Tuesday, April 12, 2011

I made candied ginger yesterday following Alton Brown's instructions. It was perfect.

Today I'm using the left over water from simmering the ginger to make a ginger simple syrup. 3 cups "juice", 1.5 cups white sugar and 1.5 cups dark brown sugar simmered with 1.5 Tablespoons black pepper corns. I put this together from a bunch of googled sources.

Candied Ginger
From http://www.foodnetwork.com/recipes/alton-brown/candied-ginger-recipe/index.html

Follow his instructions exactly...put instead of 20 minutes it took 40 minutes for the sugar to recrystalize for me. I also saved the extra water plus made more by boiling the peelings. Oh, and before I weighed the ginger I drained it then put it in the salad spinner to get rid of more water. You'll understand more after reading the recipe. Comments are also mildly useful. Do stick close, do stir a lot. It does go really fast at the end so have your racks set up ahead of time. I sliced by hand.

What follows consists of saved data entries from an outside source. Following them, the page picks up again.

PR #170, opened 2021-09-10
Rewrite of the Mapping Saturation indicator

### LINKED ISSUE #175: Mapping Saturation Indicator results should include best fitting curve description
Once a best fitting curve is found (sigmoid with two jumps or sigmoid with three jumps etc.) the returned result of the indicator should contain which one it is.

- [x] Add a new attribute the Mapping Saturation e.g: `best_fitting_curve: str = "double sigmoid"`

matthiasschaub:
### Description

- Use scipy to fit sigmoid model to data
- Implement additional statistical models using R
- Implement additional statistical metrics (errors)

Implement additional regression models (Functions for fitting optimal curves) for the Mapping Saturation indicator. The usage of those models are based on current research. R and its stats module is used to run those models. Communication between Python and R is done by the Python package `rpy2`. The following models are all Self-Starting. That means the initial guess is taking care of by the model itself.

The 5 additional models implemented are:
- Self-Starting Nls Michaelis-Menten Model: `Vm * x / (K + x)`
- Self-Starting Nls Asymptotic Regression Model: `asym + (R0 - asym) * e^(-e^(lrc) * x)`
- Self-Starting Nls Four-Parameter Logistic Model: `A + (B - A) / (1 + e^((xmid - x) / scal))`
- Self-Starting Nls Logistic Model: `asym / (1 + e^((xmid - x) / scal))`
- Two-Steps-Sigmoidal / Tangens Hyperbolicus: (See below)
```
e + (f - e) * 1 / 2 * (np.tanh(k * (x - b)) + 1) + (Z - f) * 1 / 2 * (np.tanh(k * (x - c)) + 1)
```

uml-class-diagram

### Corresponding issue

Closes #175 #198 #208 #217

- Fix Python version to 3.8>3.11 (`pyproject.toml` and `Dockerfile`)
- System Package: `R`
- Python: 
  - `rpy2`
  - `scipy`

### Checklist

- [x] I have rebased branch to make commit history clearer
- [x] Check if all relevant attributes of issue #175 are included in the API response 
- [x] Check if result.value reflects issues raised in #198 
- [x] Merge with PR #209 
    - [x] Update PR description to reflect changes implemted in PR #209 
- [x] Reference paper
    - Update indicator description in `indicator.py` and `metadata.yaml`
    - Additional reference paper will be added once in is published.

They seem like they will dry quickly. This technique might do great for citrus rinds as well with maybe several pre boils.

At the start when you pile on the weighed sugar and just .25 cups of liquid it seems like it is impossible but when put on the heat it all melts and forms a syrup.

Follow his measurements exactly.
after peeling I had .75 pound of ginger.